_TASK BRIEF_
State, as a bare number, how many lines below contain "against".

_DATA BELOW_

PR #774, opened 2016-02-02
Enable running against latest dependencies

hongdai:
* Use FloatingTestRuntimeDependencies=true to run against latest dependencies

_EXPECTED ANSWER_
2